Clinical outcome of post-EV treatment. Among patients receiving post-EV treatment, progressive disease was observed in nine patients (90%), while stable disease was confirmed in only one patient (10%). In the overall cohort, the median OS was 4.6 months [95% confidence interval (CI)=2.2-7.4]. No significant difference in the OS was observed between the post-EV treatment and BSC groups (4.6 vs. 3.7 months, p=0.425) (Figure 1).
The overall survival in the entire cohort based on whether post-enfortumab vedotin (EV) treatment was received.
Among patients who received post-EV treatment, the log-rank test showed no significant difference in PFS between chemotherapy and immune checkpoint inhibitors (2.5 vs. 3.2 months, p=0.945) (Figure 2). Similarly, the OS did not differ significantly between chemotherapy and immune checkpoint inhibitor treatment (2.6 vs. 5.1 months, p=0.832) (Figure 3). When stratified by metastasis site, patients with lymph node-only metastases had a significantly longer OS than those with other metastases (13.5 vs. 3.3 months, p=0.039) (Figure 4).
The progression-free survival in patients who received post-enfortumab vedotin (EV) treatment, according to chemotherapy or immune checkpoint inhibitor.
The overall survival in patients who received post-enfortumab vedotin (EV) treatment, according to chemotherapy or immune checkpoint inhibitor.
The overall survival in patients who received post-enfortumab vedotin (EV), based on lymph node-only metastases or metastases including other sites.
Univariate analyses for the OS in patients receiving treatment. Univariate Cox regression analyses showed that none of the clinical variables, including the age, ECOG PS, sex, histology, visceral metastases, or post-EV treatment, were significantly associated with the prognosis (p=0.730, 0.678, 0.192, 0.060, 0.234, and 0.908, respectively) (Table II).
Univariate analyses for the overall survival (OS) in patients receiving treatment.
Discussion
This retrospective study evaluated the post-EV treatment outcomes in patients with advanced UC. The results showed no significant survival benefit in the post-EV treatment group compared to that in the BSC group. In addition, among patients receiving post-EV treatment, there were no significant differences in the PFS or OS between the chemotherapy and ICI groups. However, patients with lymph node-only metastases had a significantly longer OS than those with other metastases.
UC remains a highly challenging malignancy with poor prognosis, particularly in the advanced or metastatic stages (8-14). The emergence of novel first-line combination therapies, such as ICIs with ADCs or chemotherapy, has expanded the scope of treatment (2, 3). However, UC remains a refractory disease with significant unmet clinical needs. Further research on post-progression treatment strategies is crucial to improve therapeutic efficacy and patient outcomes.

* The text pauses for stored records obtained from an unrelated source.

PR #3787, opened 2023-08-21
Migrate kernel and law tests to munit

armanbilge:
This was the low-hanging fruit, just to dip our toe in the water.

### DIFF
--- a/build.sbt
+++ b/build.sbt
@@ -312,6 +312,8 @@ val Specs2Version = "4.20.0"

The EV-301 trial demonstrated that EV monotherapy provided superior efficacy over chemotherapy in patients previously treated with platinum-based chemotherapy and PD-1 or PD-L1 inhibitors (5). However, owing to the absence of robust clinical trial data and limited real-world evidence on post-EV treatment, whether or not these therapies offer meaningful survival benefits or symptom relief remains unclear. Consequently, clinicians face significant uncertainty in determining the optimal management strategy for patients with EV progression. While the EV-301 trial has recently reported 24-month follow-up data, it offers insights into long-term outcomes but does not specifically address the efficacy of post-EV treatments (15). Consequently, physicians often rely on limited real-world post-treatment data or empirical decision-making when determining the next course of action.

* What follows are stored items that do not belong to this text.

Issue #390, opened 2017-09-22
config file not found


gaoshengL:
hello,i code the example:
         viper.SetConfigType("yaml")
        //viper.SetConfigFile("/etc/config.yaml")
        viper.SetConfigName("config.yaml")
        viper.AddConfigPath("/etc")
        err := viper.ReadInConfig()
        if err != nil {
                fmt.Println(err)
        }
or
        viper.SetConfigType("yaml")
        viper.SetConfigFile("config.yaml")
        //viper.SetConfigName("config.yaml")
        viper.AddConfigPath("/etc")
        err := viper.ReadInConfig()
        if err != nil {
                fmt.Println(err)
        }
i'm sure that i have config.yaml in /etc dirctionary,but the outputs of these  code are:
Config File "config.yaml" Not Found in "[/etc]"
open config.yaml: no such file or directory
what's wrong?

ryanthedev:
I'm not sure but maybe try
``` go
viper.SetConfigType("yaml")
viper.SetConfigName("config")
viper.AddConfigPath("/etc")
err := viper.ReadInConfig()
if err != nil {
  fmt.Println(err)
}
```

or try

A retrospective study of 63 patients who discontinued EV reported poor outcomes, with a median OS of only 32 weeks. In this cohort, only 51% of the patients received therapy after EV discontinuation. Among those who underwent post-EV therapy, the objective response rate was only 9.4%, whereas 59.4% experienced progressive disease (unknown in 18.8%). However, patients who received post-EV therapy had a significantly longer OS than those who did not (43.1 weeks vs. 16.9 weeks, p=0.015) (16). The present study confirmed the poor outcomes observed, with a median OS of 4.6 months across the overall cohort, and 90% of the patients receiving post-EV treatment experienced disease progression. In addition, no significant differences in the PFS or OS were found between patients who received post-EV treatment and those who opted for BSC. The lack of survival difference between the treated and untreated groups may be attributed to the fact that this study only included patients who discontinued EV due to disease progression rather than adverse events. This suggests that the patients included in this study were already at an advanced stage of the disease, potentially limiting the efficacy of subsequent treatments.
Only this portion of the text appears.